--- START ---

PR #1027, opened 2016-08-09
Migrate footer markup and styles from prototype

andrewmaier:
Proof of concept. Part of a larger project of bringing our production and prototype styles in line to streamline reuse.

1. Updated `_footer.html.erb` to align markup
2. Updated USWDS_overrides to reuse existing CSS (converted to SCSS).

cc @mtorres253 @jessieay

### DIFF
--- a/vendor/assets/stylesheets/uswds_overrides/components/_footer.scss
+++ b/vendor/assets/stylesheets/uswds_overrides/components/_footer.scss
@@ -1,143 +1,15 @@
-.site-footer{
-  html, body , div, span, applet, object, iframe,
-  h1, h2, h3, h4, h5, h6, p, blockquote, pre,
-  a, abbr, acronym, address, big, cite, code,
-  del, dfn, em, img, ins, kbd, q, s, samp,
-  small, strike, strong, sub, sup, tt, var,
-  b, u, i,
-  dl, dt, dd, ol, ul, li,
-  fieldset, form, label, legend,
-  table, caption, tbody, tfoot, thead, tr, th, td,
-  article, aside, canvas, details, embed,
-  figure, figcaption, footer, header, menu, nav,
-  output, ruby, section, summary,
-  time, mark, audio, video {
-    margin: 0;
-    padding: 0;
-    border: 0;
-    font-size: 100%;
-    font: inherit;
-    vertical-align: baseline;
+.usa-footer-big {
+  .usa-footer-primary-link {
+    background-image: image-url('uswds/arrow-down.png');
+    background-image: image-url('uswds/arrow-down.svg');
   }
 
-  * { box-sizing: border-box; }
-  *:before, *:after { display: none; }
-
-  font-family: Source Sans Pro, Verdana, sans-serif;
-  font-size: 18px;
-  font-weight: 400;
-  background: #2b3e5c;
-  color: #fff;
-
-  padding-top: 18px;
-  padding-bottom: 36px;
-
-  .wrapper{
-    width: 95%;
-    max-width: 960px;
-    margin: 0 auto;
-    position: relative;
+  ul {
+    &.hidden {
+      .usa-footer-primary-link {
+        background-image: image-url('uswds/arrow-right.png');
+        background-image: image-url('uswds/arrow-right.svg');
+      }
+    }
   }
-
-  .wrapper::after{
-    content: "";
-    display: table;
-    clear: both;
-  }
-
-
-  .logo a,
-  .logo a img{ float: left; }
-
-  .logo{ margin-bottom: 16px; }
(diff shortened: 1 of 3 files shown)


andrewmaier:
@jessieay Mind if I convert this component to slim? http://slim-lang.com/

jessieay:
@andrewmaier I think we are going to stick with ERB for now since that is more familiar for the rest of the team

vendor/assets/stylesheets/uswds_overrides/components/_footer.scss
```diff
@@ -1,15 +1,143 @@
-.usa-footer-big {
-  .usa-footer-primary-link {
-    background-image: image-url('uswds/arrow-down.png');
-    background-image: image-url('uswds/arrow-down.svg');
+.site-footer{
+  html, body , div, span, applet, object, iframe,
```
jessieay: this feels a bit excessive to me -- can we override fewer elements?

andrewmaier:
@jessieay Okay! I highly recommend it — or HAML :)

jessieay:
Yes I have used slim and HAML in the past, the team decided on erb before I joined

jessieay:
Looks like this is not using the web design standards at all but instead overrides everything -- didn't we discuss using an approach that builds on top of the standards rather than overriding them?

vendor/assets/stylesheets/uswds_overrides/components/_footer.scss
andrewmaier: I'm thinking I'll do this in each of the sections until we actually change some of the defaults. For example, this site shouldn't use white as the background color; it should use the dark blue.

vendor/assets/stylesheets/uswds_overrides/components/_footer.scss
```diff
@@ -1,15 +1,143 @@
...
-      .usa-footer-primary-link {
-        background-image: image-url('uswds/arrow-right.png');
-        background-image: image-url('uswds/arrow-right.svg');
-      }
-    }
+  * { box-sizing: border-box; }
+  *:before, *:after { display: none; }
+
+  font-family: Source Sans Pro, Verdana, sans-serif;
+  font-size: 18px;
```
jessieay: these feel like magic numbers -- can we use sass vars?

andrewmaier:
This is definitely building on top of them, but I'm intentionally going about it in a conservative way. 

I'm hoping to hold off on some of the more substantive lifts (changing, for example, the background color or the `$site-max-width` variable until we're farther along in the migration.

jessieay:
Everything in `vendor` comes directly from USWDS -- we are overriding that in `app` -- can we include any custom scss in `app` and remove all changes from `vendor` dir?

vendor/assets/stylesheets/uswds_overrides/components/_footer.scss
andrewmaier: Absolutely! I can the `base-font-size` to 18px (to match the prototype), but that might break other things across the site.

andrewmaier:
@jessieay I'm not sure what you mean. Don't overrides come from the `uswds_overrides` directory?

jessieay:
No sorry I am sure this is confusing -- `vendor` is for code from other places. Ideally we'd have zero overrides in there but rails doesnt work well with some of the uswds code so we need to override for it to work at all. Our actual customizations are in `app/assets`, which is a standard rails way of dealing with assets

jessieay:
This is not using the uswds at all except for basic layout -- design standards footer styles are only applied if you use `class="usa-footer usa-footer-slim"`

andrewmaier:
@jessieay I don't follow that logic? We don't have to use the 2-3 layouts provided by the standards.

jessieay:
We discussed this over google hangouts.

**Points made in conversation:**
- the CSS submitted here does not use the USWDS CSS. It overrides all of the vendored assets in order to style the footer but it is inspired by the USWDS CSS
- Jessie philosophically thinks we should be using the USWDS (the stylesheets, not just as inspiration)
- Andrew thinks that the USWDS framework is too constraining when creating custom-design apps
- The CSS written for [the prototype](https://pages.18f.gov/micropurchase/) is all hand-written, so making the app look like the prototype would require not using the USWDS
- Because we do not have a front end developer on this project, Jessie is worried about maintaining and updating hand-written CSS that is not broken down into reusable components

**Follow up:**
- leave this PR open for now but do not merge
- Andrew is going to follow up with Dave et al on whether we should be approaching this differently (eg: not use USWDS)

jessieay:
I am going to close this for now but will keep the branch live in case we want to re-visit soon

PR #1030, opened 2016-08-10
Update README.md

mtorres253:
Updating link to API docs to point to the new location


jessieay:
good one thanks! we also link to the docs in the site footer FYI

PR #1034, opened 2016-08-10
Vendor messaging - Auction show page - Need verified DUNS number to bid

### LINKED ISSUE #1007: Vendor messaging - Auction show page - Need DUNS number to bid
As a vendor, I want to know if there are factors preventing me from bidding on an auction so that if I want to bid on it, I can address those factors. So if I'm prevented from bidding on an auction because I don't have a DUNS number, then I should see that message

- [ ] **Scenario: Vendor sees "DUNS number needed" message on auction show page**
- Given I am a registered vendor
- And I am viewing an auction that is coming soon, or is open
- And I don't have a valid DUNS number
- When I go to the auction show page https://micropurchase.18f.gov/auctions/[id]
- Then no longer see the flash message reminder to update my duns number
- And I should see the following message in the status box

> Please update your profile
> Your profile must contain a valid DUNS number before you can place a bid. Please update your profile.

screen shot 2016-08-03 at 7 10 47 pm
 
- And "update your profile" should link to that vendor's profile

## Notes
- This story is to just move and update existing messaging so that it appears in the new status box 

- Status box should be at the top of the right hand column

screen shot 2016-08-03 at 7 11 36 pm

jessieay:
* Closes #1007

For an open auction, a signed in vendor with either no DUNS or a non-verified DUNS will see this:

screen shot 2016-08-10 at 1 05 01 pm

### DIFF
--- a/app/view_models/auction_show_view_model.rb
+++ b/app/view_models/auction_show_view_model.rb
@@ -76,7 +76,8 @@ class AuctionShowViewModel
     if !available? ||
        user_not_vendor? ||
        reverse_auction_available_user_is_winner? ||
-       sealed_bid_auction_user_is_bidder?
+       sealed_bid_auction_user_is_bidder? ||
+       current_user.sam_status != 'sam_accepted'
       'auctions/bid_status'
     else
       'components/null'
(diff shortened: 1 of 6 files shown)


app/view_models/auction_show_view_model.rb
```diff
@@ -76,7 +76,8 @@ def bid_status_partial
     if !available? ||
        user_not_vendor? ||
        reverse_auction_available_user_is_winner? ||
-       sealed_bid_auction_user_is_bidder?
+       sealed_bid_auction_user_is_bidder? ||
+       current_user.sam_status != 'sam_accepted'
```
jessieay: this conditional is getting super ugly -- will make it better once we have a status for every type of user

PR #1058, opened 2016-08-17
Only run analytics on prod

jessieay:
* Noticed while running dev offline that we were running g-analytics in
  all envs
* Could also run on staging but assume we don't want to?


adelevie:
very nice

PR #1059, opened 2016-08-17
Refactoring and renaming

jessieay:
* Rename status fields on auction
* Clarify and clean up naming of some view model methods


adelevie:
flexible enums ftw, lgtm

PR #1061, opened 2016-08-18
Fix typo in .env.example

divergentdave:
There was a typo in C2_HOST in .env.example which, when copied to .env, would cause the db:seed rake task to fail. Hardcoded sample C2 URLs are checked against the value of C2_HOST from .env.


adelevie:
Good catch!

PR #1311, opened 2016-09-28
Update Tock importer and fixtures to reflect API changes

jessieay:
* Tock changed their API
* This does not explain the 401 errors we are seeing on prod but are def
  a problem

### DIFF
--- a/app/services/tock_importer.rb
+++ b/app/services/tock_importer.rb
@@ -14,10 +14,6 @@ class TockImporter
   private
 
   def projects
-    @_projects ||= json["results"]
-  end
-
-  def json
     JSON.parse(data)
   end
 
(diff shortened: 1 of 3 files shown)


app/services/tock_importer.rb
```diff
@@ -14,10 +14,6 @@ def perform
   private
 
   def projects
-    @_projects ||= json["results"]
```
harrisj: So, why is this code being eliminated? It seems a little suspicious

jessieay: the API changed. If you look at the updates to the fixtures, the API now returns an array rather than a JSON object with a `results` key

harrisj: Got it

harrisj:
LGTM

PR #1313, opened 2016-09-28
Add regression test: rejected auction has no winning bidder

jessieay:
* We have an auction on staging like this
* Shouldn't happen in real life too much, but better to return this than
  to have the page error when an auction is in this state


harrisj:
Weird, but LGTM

--- END ---

**Aim of the task**
Return every line above in which the string "padding" occurs.

**Output for this task**
-    padding: 0;
-  padding-top: 18px;
-  padding-bottom: 36px;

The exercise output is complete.